Like many other people, I considered the spiders pests and killed them in my ignorance of their place in the ecosystem. Even now, when I refuse to kill them, I have trouble gathering one of the little guys into a container to release him outside.
When I was in high school, I could barely complete the short story assignment about the man who fell into a deep hole somewhere in a jungle. For several days, he struggled to find a way out of this trap. Each night, darkness brought hundreds of large, hairy spiders who joined him and snuggled close until dawn. After reading that story, I knew without a doubt that if a tarantula ever touched me, I would absolutely, immediately, without question, die of fright. They would find my body in full rigor mortis, the fluffy spider sitting on my forehead, looking puzzled, denying any role in the death, and perhaps wishing he had been able to apply CPR techniques.
Ironically, one of my favorite movies is the Fred Astaire/Leslie Caron dance-romance Daddy Longlegs, but even the shadow of the French orphan girl's benefactor on the wall, his elongated form reminiscent of the legs of that common spider, gives me the creeps every time I see it. I always wished they had chosen a different title for the movie.
Clearly, the Universe and the spiders have a sense of humor, as I discovered during an Advanced Animal Communication workshop. After several exercises and feedback sessions working with fluffy companion animals like dogs, cats, and hamsters, we were asked to connect with a living creature that made us fearful. Without thinking, I chose a tarantula. I wondered if our teacher had gone off the edge, and had little confidence that I could actually connect and have a conversation with a wild creature "out there in the world" somewhere, especially one that terrified me. I was wrong. Here is the message I received:
"We are teachers, not evil ones. We are ancient beings; this body is a disguise to test you. I like the many legs and where they can take me. My movement is a dance and my body is soft and warm. I'm really just a "cuddle bun" - I reach out and you back off or scream; other soft, furry animals get petted and you croon at them.
I spring and I bounce. I love my legs and the sun warm on my furry body. I feel air on the hairs on my leg - it's my only caress, and it tickles...It's soft in the Earth warm in the sun; what more do I need?

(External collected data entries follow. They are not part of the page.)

PR #19999, opened 2017-11-12
stats: histogram proto and equi-depth construction

RaduBerinde:
#### stats: add proto for histogram

From the SQL stats RFC (#18399).

#### stats: equi-depth histogram

Code to build an equi-depth histogram from a bunch of Datums.


petermattis:
:lgtm:

Is determining selectivity or cardinality coming soon? 

---

Reviewed 5 of 5 files at r1, 2 of 2 files at r2.
Review status: 5 of 7 files reviewed at latest revision, 7 unresolved discussions, all commit checks successful.

---

*[pkg/sql/stats/histogram.go, line 40 at r3](https://reviewable.io:443/reviews/cockroachdb/cockroach/19999#-KylGiE4PhahA8VSKSWw:-KylGiE4PhahA8VSKSWx:b-zfo7s7) ([raw file](https://github.com/cockroachdb/cockroach/blob/eaf2a7803e4d4ee37400981dbf7fa7e10b4ecabb/pkg/sql/stats/histogram.go#L40)):*
> ```Go
> 	numSamples := len(samples)
> 	if numRows < int64(numSamples) {
> 		return HistogramData{}, errors.Errorf("more samples than rows")
> ```

Add a test for this error case and the one below. 

---

*[pkg/sql/stats/histogram.go, line 48 at r3](https://reviewable.io:443/reviews/cockroachdb/cockroach/19999#-KylFKGmcRDbEw302bSz:-KylFKGmcRDbEw302bT-:b-d0z7ok) ([raw file](https://github.com/cockroachdb/cockroach/blob/eaf2a7803e4d4ee37400981dbf7fa7e10b4ecabb/pkg/sql/stats/histogram.go#L48)):*
> ```Go
> 	}
> 	sort.Slice(samples, func(i, j int) bool {
> 		return samples[i].Compare(evalCtx, samples[j]) < 0
> ```

I think `evalCtx` is only needed if the datums can contain placeholders. It looks kosher to pass `nil`. Cc @jordanlewis because I think he added this recently. Perhaps he would prefer to keep the `evalCtx` plumbed.

---

*[pkg/sql/stats/histogram.go, line 51 at r3](https://reviewable.io:443/reviews/cockroachdb/cockroach/19999#-KylEOArpM6S8T_ySCkn:-KylEOArpM6S8T_ySCko:bx7eoxy) ([raw file](https://github.com/cockroachdb/cockroach/blob/eaf2a7803e4d4ee37400981dbf7fa7e10b4ecabb/pkg/sql/stats/histogram.go#L51)):*
> ```Go
> 	})
> 	numBuckets := maxBuckets
> 	if numSamples < maxBuckets {
> ```

Nit: `numBuckets > numSamples`. I think this makes the subsequent assignment clearer and it maintains consistency in placing `numSamples` on the right side of both statements.

---

*[pkg/sql/stats/histogram.go, line 59 at r3](https://reviewable.io:443/reviews/cockroachdb/cockroach/19999#-KylGOKDtSmxsF9IzLdK:-KylGOKDtSmxsF9IzLdL:b-r1r438) ([raw file](https://github.com/cockroachdb/cockroach/blob/eaf2a7803e4d4ee37400981dbf7fa7e10b4ecabb/pkg/sql/stats/histogram.go#L59)):*
> ```Go
> 	// i keeps track of the current sample and advances as we form buckets.
> 	i := 0
> 	for b := 0; b < numBuckets && i < numSamples; b++ {
> ```

You can declare `i` in the for-loop:

```
for b, i := 0, 0; b < numBuckets && i < numSamples; b++ {
```

---

*[pkg/sql/stats/histogram.proto, line 27 at r2](https://reviewable.io:443/reviews/cockroachdb/cockroach/19999#-KylDu694qajPS8uQrUl:-KylDu694qajPS8uQrUm:bzgjfus) ([raw file](https://github.com/cockroachdb/cockroach/blob/6212576988b10f76e36ec87ec75c0165f86284f8/pkg/sql/stats/histogram.proto#L27)):*
> ```protobuf
> message HistogramData {
>   message Bucket {
>     // The estimated number of rows that are equal to upper_bound.
> ```

Histograms are over column values, not rows, right? Should this be `s/rows/values/g`?

---

*[pkg/sql/stats/histogram_test.go, line 153 at r3](https://reviewable.io:443/reviews/cockroachdb/cockroach/19999#-KylEoBjBvecFjm9g764:-KylEoBjBvecFjm9g765:b-41agdb) ([raw file](https://github.com/cockroachdb/cockroach/blob/eaf2a7803e4d4ee37400981dbf7fa7e10b4ecabb/pkg/sql/stats/histogram_test.go#L153)):*
> ```Go
> 				val := tc.samples[perm[i]]
> 
> 				samples[i] = tree.NewDInt(tree.DInt(val))
> ```

Probably worthwhile to test some of the other data types.

---

*[pkg/sql/stats/histogram_test.go, line 165 at r3](https://reviewable.io:443/reviews/cockroachdb/cockroach/19999#-KylFsLTfafhqbJwHkhZ:-KylFsLTfafhqbJwHkh_:b-hn03gs) ([raw file](https://github.com/cockroachdb/cockroach/blob/eaf2a7803e4d4ee37400981dbf7fa7e10b4ecabb/pkg/sql/stats/histogram_test.go#L165)):*
> ```Go
> 			}
> 			for i, b := range h.Buckets {
> 				_, val, err := encoding.DecodeVarintAscending(b.UpperBound)
> ```

Rather than decoding the bucket `UpperBound`, you could encode `exp.upper` and use `bytes.Compare` which would ease testing of other datum types. 

---


*Comments from [Reviewable](https://reviewable.io:443/reviews/cockroachdb/cockroach/19999#-:-KylGEeZNZccj6al9TI0:bx2r5j0)*

RaduBerinde:
TFTR! Cardinality is coming soon. Focusing on the infrastructure to get stats calculated right now. Using the stats for selectivity will come after.

---

Review status: 3 of 7 files reviewed at latest revision, 7 unresolved discussions, some commit checks pending.

---

*[pkg/sql/stats/histogram.go, line 40 at r3](https://reviewable.io:443/reviews/cockroachdb/cockroach/19999#-KylGiE4PhahA8VSKSWw:-KylU_d_j_Q0ctEef6Zx:b-c41q33) ([raw file](https://github.com/cockroachdb/cockroach/blob/eaf2a7803e4d4ee37400981dbf7fa7e10b4ecabb/pkg/sql/stats/histogram.go#L40)):*

Add a test for this error case and the one below. 
</blockquote></details>

Added but they feel unnecessary to me. Serves me right for not making them panics :)

---

*[pkg/sql/stats/histogram.go, line 48 at r3](https://reviewable.io:443/reviews/cockroachdb/cockroach/19999#-KylFKGmcRDbEw302bSz:-KylUtxv0v92odh-7SsC:bw8s6ev) ([raw file](https://github.com/cockroachdb/cockroach/blob/eaf2a7803e4d4ee37400981dbf7fa7e10b4ecabb/pkg/sql/stats/histogram.go#L48)):*

I think `evalCtx` is only needed if the datums can contain placeholders. It looks kosher to pass `nil`. Cc @jordanlewis because I think he added this recently. Perhaps he would prefer to keep the `evalCtx` plumbed.
</blockquote></details>

Not sure, it might be needed for comparing certain types (thinking of time/date types where the local timezone might matter?). I'd rather keep it plumbed just in case

---

*[pkg/sql/stats/histogram.go, line 51 at r3](https://reviewable.io:443/reviews/cockroachdb/cockroach/19999#-KylEOArpM6S8T_ySCkn:-KylXl1rwbpVIAb865qn:b-896fix) ([raw file](https://github.com/cockroachdb/cockroach/blob/eaf2a7803e4d4ee37400981dbf7fa7e10b4ecabb/pkg/sql/stats/histogram.go#L51)):*

Nit: `numBuckets > numSamples`. I think this makes the subsequent assignment clearer and it maintains consistency in placing `numSamples` on the right side of both statements.
</blockquote></details>

Done.

---

*[pkg/sql/stats/histogram.go, line 59 at r3](https://reviewable.io:443/reviews/cockroachdb/cockroach/19999#-KylGOKDtSmxsF9IzLdK:-KylXkoGDrHdLI3XyQTz:b-896fix) ([raw file](https://github.com/cockroachdb/cockroach/blob/eaf2a7803e4d4ee37400981dbf7fa7e10b4ecabb/pkg/sql/stats/histogram.go#L59)):*

You can declare `i` in the for-loop:

```
for b, i := 0, 0; b < numBuckets && i < numSamples; b++ {
```
</blockquote></details>

Done.

---

*[pkg/sql/stats/histogram.proto, line 27 at r2](https://reviewable.io:443/reviews/cockroachdb/cockroach/19999#-KylDu694qajPS8uQrUl:-KylVqHX187TdC4BrKE7:b-a2ujfl) ([raw file](https://github.com/cockroachdb/cockroach/blob/6212576988b10f76e36ec87ec75c0165f86284f8/pkg/sql/stats/histogram.proto#L27)):*

Histograms are over column values, not rows, right? Should this be `s/rows/values/g`?
</blockquote></details>

Changed.

---

*[pkg/sql/stats/histogram_test.go, line 153 at r3](https://reviewable.io:443/reviews/cockroachdb/cockroach/19999#-KylEoBjBvecFjm9g764:-KylXLBweR586-SgYCUU:b-tqit3w) ([raw file](https://github.com/cockroachdb/cockroach/blob/eaf2a7803e4d4ee37400981dbf7fa7e10b4ecabb/pkg/sql/stats/histogram_test.go#L153)):*

Probably worthwhile to test some of the other data types.
</blockquote></details>

The only thing the code uses from Datums is CompareTo.. I think using one type is enough to test this piece of code for now; things will be different when we implement max-diff (which only works for certain types).

---

*[pkg/sql/stats/histogram_test.go, line 165 at r3](https://reviewable.io:443/reviews/cockroachdb/cockroach/19999#-KylFsLTfafhqbJwHkhZ:-KylXCmWyd0P2ugDBPGb:bihz8o3) ([raw file](https://github.com/cockroachdb/cockroach/blob/eaf2a7803e4d4ee37400981dbf7fa7e10b4ecabb/pkg/sql/stats/histogram_test.go#L165)):*

Rather than decoding the bucket `UpperBound`, you could encode `exp.upper` and use `bytes.Compare` which would ease testing of other datum types. 
</blockquote></details>

How does that help? We would need to have different "encode" calls per type instead of "decode".

---


*Comments from [Reviewable](https://reviewable.io:443/reviews/cockroachdb/cockroach/19999#-:-KylXuT6ptiVr02qNFq7:b28s1m1)*

petermattis:
Review status: 3 of 7 files reviewed at latest revision, 2 unresolved discussions, some commit checks pending.

---

*[pkg/sql/stats/histogram.go, line 48 at r3](https://reviewable.io:443/reviews/cockroachdb/cockroach/19999#-KylFKGmcRDbEw302bSz:-KylkCOsP_IYrpooowpJ:b-1l4un3) ([raw file](https://github.com/cockroachdb/cockroach/blob/eaf2a7803e4d4ee37400981dbf7fa7e10b4ecabb/pkg/sql/stats/histogram.go#L48)):*

Not sure, it might be needed for comparing certain types (thinking of time/date types where the local timezone might matter?). I'd rather keep it plumbed just in case
</blockquote></details>

Ah, good point.

---

*[pkg/sql/stats/histogram_test.go, line 165 at r3](https://reviewable.io:443/reviews/cockroachdb/cockroach/19999#-KylFsLTfafhqbJwHkhZ:-KyljxnagCgzZECSQZy0:b-9v3z8q) ([raw file](https://github.com/cockroachdb/cockroach/blob/eaf2a7803e4d4ee37400981dbf7fa7e10b4ecabb/pkg/sql/stats/histogram_test.go#L165)):*

How does that help? We would need to have different "encode" calls per type instead of "decode".
</blockquote></details>

Doesn't `EncodeTableKey` do the right thing if passed a `Datum`? I don't feel strongly about making a change here.

---


*Comments from [Reviewable](https://reviewable.io:443/reviews/cockroachdb/cockroach/19999)*

jordanlewis:
Review status: 3 of 7 files reviewed at latest revision, 2 unresolved discussions, all commit checks successful.

---

*[pkg/sql/stats/histogram.go, line 48 at r3](https://reviewable.io:443/reviews/cockroachdb/cockroach/19999#-KylFKGmcRDbEw302bSz:-KylkL1BDUS8AY4D0GFt:b92cl8o) ([raw file](https://github.com/cockroachdb/cockroach/blob/eaf2a7803e4d4ee37400981dbf7fa7e10b4ecabb/pkg/sql/stats/histogram.go#L48)):*

Ah, good point.
</blockquote></details>

Better to keep it plumbed anyway I think. Soon IndexedVar evaluation will need the EvalContext as well - I don't have the full context of this right now but even if it can't receive anything but Datums, it's good habit to make sure every part of the code that touches a Datum has a plumbed EvalContext.

---


*Comments from [Reviewable](https://reviewable.io:443/reviews/cockroachdb/cockroach/19999)*

RaduBerinde:
*[pkg/sql/stats/histogram_test.go, line 165 at r3](https://reviewable.io:443/reviews/cockroachdb/cockroach/19999#-KylFsLTfafhqbJwHkhZ:-Kym_LgMkHHoFXLF77Mv:b6sluog) ([raw file](https://github.com/cockroachdb/cockroach/blob/eaf2a7803e4d4ee37400981dbf7fa7e10b4ecabb/pkg/sql/stats/histogram_test.go#L165)):*

Doesn't `EncodeTableKey` do the right thing if passed a `Datum`? I don't feel strongly about making a change here.
</blockquote></details>

Good point. I started doing it, but realized we still need to Decode if we're going to have a useful Errorf message.

---


*Comments from [Reviewable](https://reviewable.io:443/reviews/cockroachdb/cockroach/19999)*

knz:
:lgtm:

---

Reviewed 5 of 5 files at r1, 2 of 2 files at r2, 2 of 2 files at r3, 2 of 4 files at r4, 2 of 2 files at r5.

---



*Comments from [Reviewable](https://reviewable.io:443/reviews/cockroachdb/cockroach/19999#-:-KypllFULAV-XXVi5b2V:bnfp4nl)*

rytaft:
:lgtm:

---

---

*[pkg/sql/stats/histogram.go, line 59 at r5](https://reviewable.io:443/reviews/cockroachdb/cockroach/19999#-Kypswo9qUN7Zw4ftoIk:-Kypswo9qUN7Zw4ftoIl:b-jg4iih) ([raw file](https://github.com/cockroachdb/cockroach/blob/3dc1cdf5d825f494772ebbef7a6b598a2d473725/pkg/sql/stats/histogram.go#L59)):*
> ```Go
> 	// i keeps track of the current sample and advances as we form buckets.
> 	for i, b := 0, 0; b < numBuckets && i < numSamples; b++ {
> 		num := (numSamples - i) / (numBuckets - b)
> ```

Minor thing - it would be helpful to add a comment here saying that `num` is the number of samples in this bucket

---

*[pkg/sql/stats/histogram.go, line 64 at r5](https://reviewable.io:443/reviews/cockroachdb/cockroach/19999#-Kypt9RP0-dcCjUc2lER:-Kypt9RP0-dcCjUc2lES:bd779gv) ([raw file](https://github.com/cockroachdb/cockroach/blob/3dc1cdf5d825f494772ebbef7a6b598a2d473725/pkg/sql/stats/histogram.go#L64)):*
> ```Go
> 		}
> 		upper := samples[i+num-1]
> 		numLess := 0
> ```

Would also help to add a comment here to say `numLess` is the number of samples less than `upper`

---

*[pkg/sql/stats/histogram.proto, line 38 at r5](https://reviewable.io:443/reviews/cockroachdb/cockroach/19999#-KyptaGKny1TWzOPQ8CN:-KyptaGKny1TWzOPQ8CO:bytkmvs) ([raw file](https://github.com/cockroachdb/cockroach/blob/3dc1cdf5d825f494772ebbef7a6b598a2d473725/pkg/sql/stats/histogram.proto#L38)):*
> ```protobuf
>     // single value. This might be particularly advantageous if the
>     // histogram algorithm makes sure the top "heavy hitters" (most
>     // frequent elements) are bucket boundaries (similar of a
> ```

^ similar to a

---

*[pkg/sql/stats/histogram_test.go, line 103 at r5](https://reviewable.io:443/reviews/cockroachdb/cockroach/19999#-KypuNa-yvLNw8VYEUDd:-KypuNa-yvLNw8VYEUDe:b-6d9p0z) ([raw file](https://github.com/cockroachdb/cockroach/blob/3dc1cdf5d825f494772ebbef7a6b598a2d473725/pkg/sql/stats/histogram_test.go#L103)):*
> ```Go
> 			buckets: []expBucket{
> 				{
> 					// Bucket contains everything.
> ```

fix this comment

---

*[pkg/sql/stats/histogram_test.go, line 107 at r5](https://reviewable.io:443/reviews/cockroachdb/cockroach/19999#-KypuP7xcyaV1QCTCv6e:-KypuP7xcyaV1QCTCv6f:b-wg78tq) ([raw file](https://github.com/cockroachdb/cockroach/blob/3dc1cdf5d825f494772ebbef7a6b598a2d473725/pkg/sql/stats/histogram_test.go#L107)):*
> ```Go
> 				},
> 				{
> 					// Bucket contains everything.
> ```

and this one

---


*Comments from [Reviewable](https://reviewable.io:443/reviews/cockroachdb/cockroach/19999#-:-KypvpBkv-Kof6wcy1Ay:bnfp4nl)*

rytaft:
Reviewed 5 of 5 files at r1, 2 of 4 files at r4, 2 of 2 files at r5.

---



*Comments from [Reviewable](https://reviewable.io:443/reviews/cockroachdb/cockroach/19999)*

RaduBerinde:
TFTRs!

---

Review status: 3 of 7 files reviewed at latest revision, 6 unresolved discussions.

---

*[pkg/sql/stats/histogram.go, line 59 at r5](https://reviewable.io:443/reviews/cockroachdb/cockroach/19999#-Kypswo9qUN7Zw4ftoIk:-Kyq95DW_VbE6kXHbOQ4:b-896fix) ([raw file](https://github.com/cockroachdb/cockroach/blob/3dc1cdf5d825f494772ebbef7a6b598a2d473725/pkg/sql/stats/histogram.go#L59)):*

Minor thing - it would be helpful to add a comment here saying that `num` is the number of samples in this bucket
</blockquote></details>

Done.

---

*[pkg/sql/stats/histogram.go, line 64 at r5](https://reviewable.io:443/reviews/cockroachdb/cockroach/19999#-Kypt9RP0-dcCjUc2lER:-Kyq9E2xW6hbdsDMpNaJ:b-896fix) ([raw file](https://github.com/cockroachdb/cockroach/blob/3dc1cdf5d825f494772ebbef7a6b598a2d473725/pkg/sql/stats/histogram.go#L64)):*

Would also help to add a comment here to say `numLess` is the number of samples less than `upper`
</blockquote></details>

Done.

---

*[pkg/sql/stats/histogram.proto, line 38 at r5](https://reviewable.io:443/reviews/cockroachdb/cockroach/19999#-KyptaGKny1TWzOPQ8CN:-Kyq9HjIWZNdDgxgy7jo:b-896fix) ([raw file](https://github.com/cockroachdb/cockroach/blob/3dc1cdf5d825f494772ebbef7a6b598a2d473725/pkg/sql/stats/histogram.proto#L38)):*

^ similar to a
</blockquote></details>

Done.

---

*[pkg/sql/stats/histogram_test.go, line 103 at r5](https://reviewable.io:443/reviews/cockroachdb/cockroach/19999#-KypuNa-yvLNw8VYEUDd:-Kyq9S5dCqoqHU19ISYq:b-896fix) ([raw file](https://github.com/cockroachdb/cockroach/blob/3dc1cdf5d825f494772ebbef7a6b598a2d473725/pkg/sql/stats/histogram_test.go#L103)):*

fix this comment
</blockquote></details>

Done.

---

*[pkg/sql/stats/histogram_test.go, line 107 at r5](https://reviewable.io:443/reviews/cockroachdb/cockroach/19999#-KypuP7xcyaV1QCTCv6e:-Kyq9STkl6uIV4Sf0qMS:b-896fix) ([raw file](https://github.com/cockroachdb/cockroach/blob/3dc1cdf5d825f494772ebbef7a6b598a2d473725/pkg/sql/stats/histogram_test.go#L107)):*

and this one
</blockquote></details>

Done.

---


*Comments from [Reviewable](https://reviewable.io:443/reviews/cockroachdb/cockroach/19999#-:-Kyq9ZH7aiEovuWq0xeV:bz5mair)*

rytaft:
Reviewed 2 of 4 files at r6, 2 of 2 files at r7.

---



*Comments from [Reviewable](https://reviewable.io:443/reviews/cockroachdb/cockroach/19999)*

I'd like more friends - more people to understand me. They don't take the time to see inside. No one likes to be thought ugly. I'm kind of cute and very approachable...
I fill a spot no one wants. If there's no one to be scared of, how will you measure courage?
I dream of life, light, and love, and a world beyond...
Face the fear and embrace it as you do the joy. Take it inside and it will disappear. Go with Spirit - we are all there, and you will find us together. There is joy in numbers - many together - and in welcome is the celebration. Open your arms."
Most people who come to me for animal communication services want to connect with their own pets. Few are focused on learning from the creatures who share the Earth with us, and most of them would find it hard to believe that a tarantula had such depth and sentience. I have been amazed and delighted at what other species can tech us about life, love, forgiveness, death, and intelligence.
Now, I have an understanding with the spiders who live in my house. I am still a bit afraid of them, but they don't crawl across the ceiling above my head while I'm lying in bed, and when I spotted a little spider one afternoon as I lay resting, I reminded him of the agreement and watched as he stopped his slow progress in my direction, turned, and sped back across the ceiling and down the wall, disappearing into a crevice too small to see. I haven't seen another one since. Wouldn't it be nice if people honored their contracts as well as the spiders do?